Gallic slaves consisted of criminals, vagabonds, foreigners imported from Massilia, and prisoners of war principally made from nations beyond the Alps and the Rhine. Even after the invasion of the Kimbri and Belgæ, Gaul was inhabited by tribes more or less akin to each other. It was therefore the theatre of almost uninterrupted domestic war between tribes and federations. But when one tribe was conquered by another, the subject people and those who escaped the fury of battle were not reduced to slavery, but simply became tributary, and received their laws from the conqueror. Exceptions to this rule must have been exceedingly rare. If an invading tribe was subdued, it received lands and was obliged to settle among the conquerors. The founders of Rome, as we saw (see "Romans: Republicans"), acted in a similar manner. Prisoners of war were absorbed into the clan, and were held, perhaps exclusively by the chieftain, in the condition of serfs bound to the soil, but not as chattels or marketable objects; and they were neither deprived of personality nor the rights of family.

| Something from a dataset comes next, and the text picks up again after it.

PR #1020, opened 2021-04-20
Modify Ixxat driver config reading

### LINKED ISSUE #702: Ixxat driver ignores UniqueHardwareID and [r|t]xFifoSize from configuration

The arable lands, forests, and pasturages were owned by the clan collectively--the chiefs, of course, receiving the lion's share when distributed for cultivation; and each clan lived on its own lands. These agricultural clansmen it was who constituted the terrible armies which, under various Brenni (chiefs, leaders, kings), so often terrified and scourged almost the whole known world.

With the increase of the wealth and power of the chieftains, their relations with the poorer clansmen became more aggressive, and the lands were held by the latter under conditions more and more onerous. But when Cæsar invaded Gaul, no large estates (_latifundia_) existed, and the soil was in the hands of a numerous peasantry inspired with patriotism and love of independence. This peasantry flocked to the standard of Vercingetorix, and, to the last, sustained him in his deadly struggle against Cæsar.

The living acoustic telegraph used by the Gauls during the wars with Cæsar is another proof that great estates did not exist in Gaul, and that the soil was tilled by freemen possessed of homesteads: for each peasant, from the limit of his homestead, shouted the news to his next neighbor, he to the next, and so on; and thus intelligence was swiftly carried hundreds of miles even during the shortest day of the year. An important event occurring in any one tribe was thus spread in a twinkling all over Gaul. Now, if the country had been divided into large estates worked by slaves, such a mode of communication would of course have been impossible.